Der TV-Konzern Pro Sieben Sat 1 hat nach der erneuten Übernahme durch ein Konsortium aus Finanzinvestoren im ersten Quartal besser abgeschnitten als erwartet. Sowohl Umsatz als auch Ergebnis legten zu, die Prognose fürs laufende Geschäftsjahr bestätigte die Senderkette.

dpa-afx MÜNCHEN. Zwischen Januar und Ende März stieg der Umsatz von 465,3 auf 501,2 Mill. Euro, wie das im MDax notierte Unternehmen am Mittwoch in München mitteilte. Von dpa-AFX befragte Analysten hatten im Schnitt mit 495,1 Mill. Euro gerechnet.

Das Ergebnis vor Zinsen, Steuern und Abschreibungen (Ebitda) kletterte von 70,6 auf 82,0 Mill. Euro und übertraf damit ebenfalls die Erwartungen der Experten, die von 78,7 Mill. Euro ausgegangen waren. Auch beim Ergebnis vor Zinsen und Steuern (Ebit) schnitt Prosiebensat.1 mit 71,9 Mill. Euro besser ab als angenommen (Prog 70,4). Im Vorjahr war ein Ebit von 61,1 Mill. Euro erwirtschaftet worden. Vor Steuern verdiente das Unternehmen 67,5 Mill. Euro nach 50,1 Mill. im Vorjahr (Prognose: 65,6). Der Überschuss kletterte von 30,7 auf 40,6 Mill. Euro (Prognose 39,5).

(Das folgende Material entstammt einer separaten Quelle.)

PR #2909, opened 2024-03-04
In variable helper, check for UserDefinedSqlType, not CustomSqlType

davidhole:
I am using ElectricSQL and the Electric Dart package. Their custom types for Postgres all implement `UserDefinedSqlType` and not `CustomSqlType`.

Please see: https://github.com/SkillDevs/electric_dart/blob/master/packages/electricsql/lib/src/client/conversions/custom_types.dart

This helper is therefore not being caught by this type check and the custom type is not being passed through to the variable, which means that the custom type is not being correctly mapped into the resulting SQL. This affects all queries as the query builders all use the `variable` helper

As the `Variable` constructor is expecting `UserDefinedSqlType`, it seems more correct that this is the type that it is checking against.

### DIFF
--- a/drift/lib/src/runtime/query_builder/expressions/custom.dart
+++ b/drift/lib/src/runtime/query_builder/expressions/custom.dart
@@ -24,14 +24,14 @@ class CustomExpression<D extends Object> extends Expression<D> {
   @override
   final Precedence precedence;
 
-  final CustomSqlType<D>? _customSqlType;
+  final UserDefinedSqlType<D>? _customSqlType;
 
   /// Constructs a custom expression by providing the raw sql [content].
   const CustomExpression(
     this.content, {
     this.watchedTables = const [],
     this.precedence = Precedence.unknown,
-    CustomSqlType<D>? customType,
+    UserDefinedSqlType<D>? customType,
   })  : _dialectSpecificContent = null,
         _customSqlType = customType;
 
@@ -41,7 +41,7 @@ class CustomExpression<D extends Object> extends Expression<D> {
     Map<SqlDialect, String> content, {
     this.watchedTables = const [],
     this.precedence = Precedence.unknown,
-    CustomSqlType<D>? customType,
+    UserDefinedSqlType<D>? customType,
   })  : _dialectSpecificContent = content,
         content = '',
         _customSqlType = customType;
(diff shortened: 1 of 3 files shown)


simolus3 (approved):
And to make matters worse I was the one migrating the Electric client to dialect-aware types... Thanks for the fix!

This looks good to me, but could you also add a test for this? I think something like this should work:

```patch
diff --git a/drift/lib/src/runtime/query_builder/expressions/custom.dart b/drift/lib/src/runtime/query_builder/expressions/custom.dart
index 90e1d526..0f7f6bdc 100644
--- a/drift/lib/src/runtime/query_builder/expressions/custom.dart
+++ b/drift/lib/src/runtime/query_builder/expressions/custom.dart
@@ -24,14 +24,14 @@ class CustomExpression<D extends Object> extends Expression<D> {
   @override
   final Precedence precedence;
 
-  final CustomSqlType<D>? _customSqlType;
+  final UserDefinedSqlType<D>? _customSqlType;
 
   /// Constructs a custom expression by providing the raw sql [content].
   const CustomExpression(
     this.content, {
     this.watchedTables = const [],
     this.precedence = Precedence.unknown,
-    CustomSqlType<D>? customType,
+    UserDefinedSqlType<D>? customType,
   })  : _dialectSpecificContent = null,
         _customSqlType = customType;
 
@@ -41,7 +41,7 @@ class CustomExpression<D extends Object> extends Expression<D> {
     Map<SqlDialect, String> content, {
     this.watchedTables = const [],
     this.precedence = Precedence.unknown,
-    CustomSqlType<D>? customType,
+    UserDefinedSqlType<D>? customType,
   })  : _dialectSpecificContent = content,
         content = '',
         _customSqlType = customType;
diff --git a/drift/test/database/expressions/custom_types_test.dart b/drift/test/database/expressions/custom_types_test.dart
index c63bc69a..29b1240a 100644
--- a/drift/test/database/expressions/custom_types_test.dart
+++ b/drift/test/database/expressions/custom_types_test.dart
@@ -44,6 +44,23 @@ void main() {
     expect(exp, generates('?', [10]));
     expect(exp.driftSqlType, isA<_NegatedIntType>());
   });
+
+  test('also supports dialect-aware types', () {
+    const a = CustomExpression(
+      'a',
+      customType: DialectAwareSqlType<int>.via(
+        fallback: _NegatedIntType(),
+        overrides: {SqlDialect.postgres: DriftSqlType.int},
+      ),
+      precedence: Precedence.primary,
+    );
+
+    expect(a.equals(3), generates('a = ?', -3));
+    expect(
+        a.equals(3),
+        generatesWithOptions('a = ?',
+            variables: [3], dialect: SqlDialect.postgres));
+  });
 }
 
 class _NegatedIntType implements CustomSqlType<int> {
```

davidhole:
Thanks @simolus3,

Added that test with a couple of tweaks, all looks good / passing :)

simolus3:
Thanks!

PR #2910, opened 2024-03-05
feat: Add option `use_sql_column_name_as_json_key`

### LINKED ISSUE #2847: DataClass toJson/fromJson with column names
Hello again Simon!
There is a feature request for drift we got from someone using `electricsql`. The user expected the `DataClass` `fromJson` to use the column names and not the dart field names as the map keys.

I see that there is an option in the generator to use the column names when using drift files (`use_column_name_as_json_key_when_defined_in_moor_file`), but not when using dart table definitions.
Is there any particular reason why is implemented that way and not for both? Looking at the name it looks like a very old option, back when the package was called `moor`. 

I've made the easy change locally in the following location to work on Dart tables too and it seems to work ok, no analysis errors or anything.

https://github.com/simolus3/drift/blob/261c151fbf87a580b07bc8565afbd9d7f16e9a07/drift_dev/lib/src/analysis/results/column.dart#L115

ValentinVignal:
Should close https://github.com/simolus3/drift/issues/2847

### DIFF
--- a/drift_dev/test/writer/data_class_writer_test.dart
+++ b/drift_dev/test/writer/data_class_writer_test.dart
@@ -267,6 +267,58 @@ extension ItemToInsertable on i1.Item {
       result.writer,
     );
   });
+
+  test(
+    'generates fromJson and toJson with the sql column names as json keys',
+    () async {
+      final writer = await emulateDriftBuild(
+        options: const BuilderOptions({
+          'use_sql_column_name_as_json_key': true,
+        }),
+        inputs: const {
+          'a|lib/main.dart': r'''
+import 'package:drift/drift.dart';
+
+part 'main.drift.dart';
+
+class MyTable extends Table {
+  TextColumn get myFirstColumn => text()();
+  IntColumn get mySecondColumn => integer()();
+}
+
+
+@DriftDatabase(
+  tables: [MyTable],
+)
+class Database extends _$Database {}
+'''
+        },
+      );
+
+      checkOutputs({
+        'a|lib/main.drift.dart': decodedMatches(contains(r'''
+  factory MyTableData.fromJson(Map<String, dynamic> json,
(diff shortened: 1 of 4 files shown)


ValentinVignal:
For the tests, I see you have an `extras/integration_tests/` folder. Should I duplicate one of its sub folder and set the option to `true` ?

simolus3:
Thanks! 

> Should I duplicate one of its sub folder and set the option to `true` ?

We have a simpler way of testing all stages of the generator in a unit test. You can take a look at [this test](https://github.com/simolus3/drift/blob/ca0c70eac92896cdca4a1623924658455ab586db/drift_dev/test/writer/data_class_writer_test.dart#L46-L93) as inspiration, `emulateDriftBuild` takes a `BuilderOptions` instance to which you can pass a map with `'use_sql_column_name_as_json_key': true`.

drift_dev/test/writer/data_class_writer_test.dart
```diff
@@ -267,6 +267,58 @@ extension ItemToInsertable on i1.Item {
...
+    return <String, dynamic>{
+      'my_first_column': serializer.toJson<String>(myFirstColumn),
+      'my_second_column': serializer.toJson<int>(mySecondColumn),
+    };
+  }
+
+''')),
+      }, writer.dartOutputs, writer.writer);
+    },
+    tags: 'analyzer',
```
ValentinVignal, line 320: I'm not sure about this tag, it was also in the test you suggested me to look at. Should I leave it?

simolus3: Yes, it gives the test a little longer to run because the analyzer is sometimes a bit inconsistent in its timing.

simolus3 (approved):
Looks good to me now, thanks!

PR #2913, opened 2024-03-06
feat: Allow to name companion classes

### LINKED ISSUE #2751: More naming options
Right now, it seems difficult for me to find a nice setup for the class names offered by drift.

**Example**
I name my Table class "AppleTable". 
Then, the generated Table will be called "AppleTableTable". 
The actual class I get out of this Table will be called "AppleTableData".
The companion will be called "AppleTableCompanion".

I dislike all of these names, although "AppleTableTable" name does not matter to me, since its not exported anywhere in my code.

I can slightly change this outcome with the `@DataClassName('Apple')`.
With that I then get `Apple` for my model. However, the other two classes stay the same.
This still bothers me, because I think "AppleTableCompanion" is not a great name.

**Another Example**
A different approach is to name my Table "Apples". 
This gives me "ApplesTable" (okay), "Apple" (great) and "ApplesCompanion" (ehh). 
This appears one of the best options (and kind of "cannonical" by drift), though I think I would prefer "AppleCompanion" over "ApplesCompanion".

I think a nicer default behaviour would be great.
Another incredibly simple solution would be to allow directly naming the Companion class in an annotation.
In my other code I oftentimes write a class called "\<Model>Request" which is actually quite similar to a Companion.insert, meaning it is a model that simply lacks the ID. Maybe I would just start naming my Companions that way.

I must also mention that it is possible for me to simply bypass this problem with a bunch of typedefs that map the generated names to my desired names. But this is of course very inconvenient.

ValentinVignal:
Closes https://github.com/simolus3/drift/issues/2751


drift/lib/src/dsl/table.dart
```diff
@@ -308,7 +308,11 @@ final class TableIndex {
 class DataClassName {
   /// The overridden name to use when generating the data class for a table.
   /// {@macro drift_custom_data_class}
-  final String name;
+  final String? name;
+
+  /// The overridden name to use when generating the companion class for a table.
+  /// {@macro drift_custom_data_class}
```
simolus3: I think this hint doesn't really apply to companions as much, let's remove the doc macro application here.

drift_dev/lib/src/analysis/resolver/dart/helper.dart
```diff
@@ -198,11 +198,13 @@ extension TypeUtils on DartType {
 
 class DataClassInformation {
   final String enforcedName;
```
simolus3: The name is not really enforced for `DataClassName.custom` with a null `name`, right? Can we make this field nullable as well and move the ` ?? dataClassNameForClassName(element.name);` to the places currently reading the field? (I haven't checked if that causes a lot of duplication, if it makes code ugly let's keep it as is)

drift_dev/test/writer/data_class_writer_test.dart
```diff
@@ -267,6 +267,56 @@ extension ItemToInsertable on i1.Item {
       result.writer,
     );
   });
+
+  test(
```
simolus3: Thanks for the test! Can we also have one with a null `name` in `DataClassName.custom` to check that it falls back to the default?

simolus3 (commented):
Nice, thank you!
Can you also start a `2.17.0-dev` changelog entry for `drift` and mention this there?

drift_dev/test/writer/data_class_writer_test.dart
ValentinVignal: I added a test in [test: Add a test with a custom companion name and a default data name](https://github.com/simolus3/drift/pull/2913/commits/6b1f54d6473d529080b589fabacd8f46407732fe)

drift_dev/lib/src/analysis/resolver/dart/helper.dart
ValentinVignal: It looks fine, I didn't have to change it in a lot of placed. You can checked it in [refactor: Make enforcedName nullable](https://github.com/simolus3/drift/pull/2913/commits/683ff8ad61fbc54138d4651941a75f92b1671004)

drift/lib/src/dsl/table.dart
ValentinVignal: Sure ! Removed in [docs: Remove unrelated macro](https://github.com/simolus3/drift/pull/2913/commits/27488cf3019dc08b373a3bac79d78c7a20b79acc)

simolus3 (approved):
Awesome, thank you!

PR #2943, opened 2024-04-06
Support bytea sql literal in postgres

davidmartos96:
Currently, when using a bytea literal, the generated Postgres SQL is invalid.

In Postgres we can use a similar syntax to pass the value as HEX.


simolus3 (approved):
Thanks!

davidmartos96:
@simolus3 I've just noticed a small issue in the pushed code.

 We can use the `hexString` variable from above instead of reencoding again in `return "x'${hex.encode(dart)}'"`; for SQLite

simolus3:
Clearly I'm too tired to review PRs right now.. Thanks for pointing that out, fixed in 74fb2696159904e91ad8a98335b1bb9362363b2b.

Den Ausblick auf das laufende Geschäftsjahr bestätigte Prosiebensat.1. So wollen die Münchner besser abschneiden als der deutsche TV-Werbemarkt, der um zwei bis drei Prozent wachsen soll. Daher sei im laufenden Geschäftsjahr sowohl beim Umsatz als auch bei den Erträgen mit weiteren Zuwächsen zu rechnen. Der Geschäftsbereich Diversifikation soll 2007 wie geplant inklusive weiterer Akquisitionen bis zu 15 Prozent zum Konzernumsatz beitragen.

Zur geplanten Fusion mit der europäischen Senderkette SBS machte Prosiebensat.1 keine neuen Angaben. Eine Entscheidung darüber werde voraussichtlich Mitte des Jahres fallen, hieß es. Durch den Zusammenschluss will Prosiebensat.1 enger an den europäischen Marktführer RTL Group heranrücken. Während Prosiebensat.1 vor allem auf dem wichtigen deutschen Markt stark ist, ist SBS insbesondere in den Benelux-Ländern, Skandinavien und Osteuropa gut vertreten. Gemeinsam kommen die Unternehmen auf einen Umsatz von mehr als drei Mrd. Euro. Möglich geworden war die Fusion mit der Übernahme der Mehrheit bei Prosiebensat.1 durch die Finanzinvestoren KKR und Permira Ende vergangenen Jahres. KKR und Permira haben auch bei SBS das Sagen.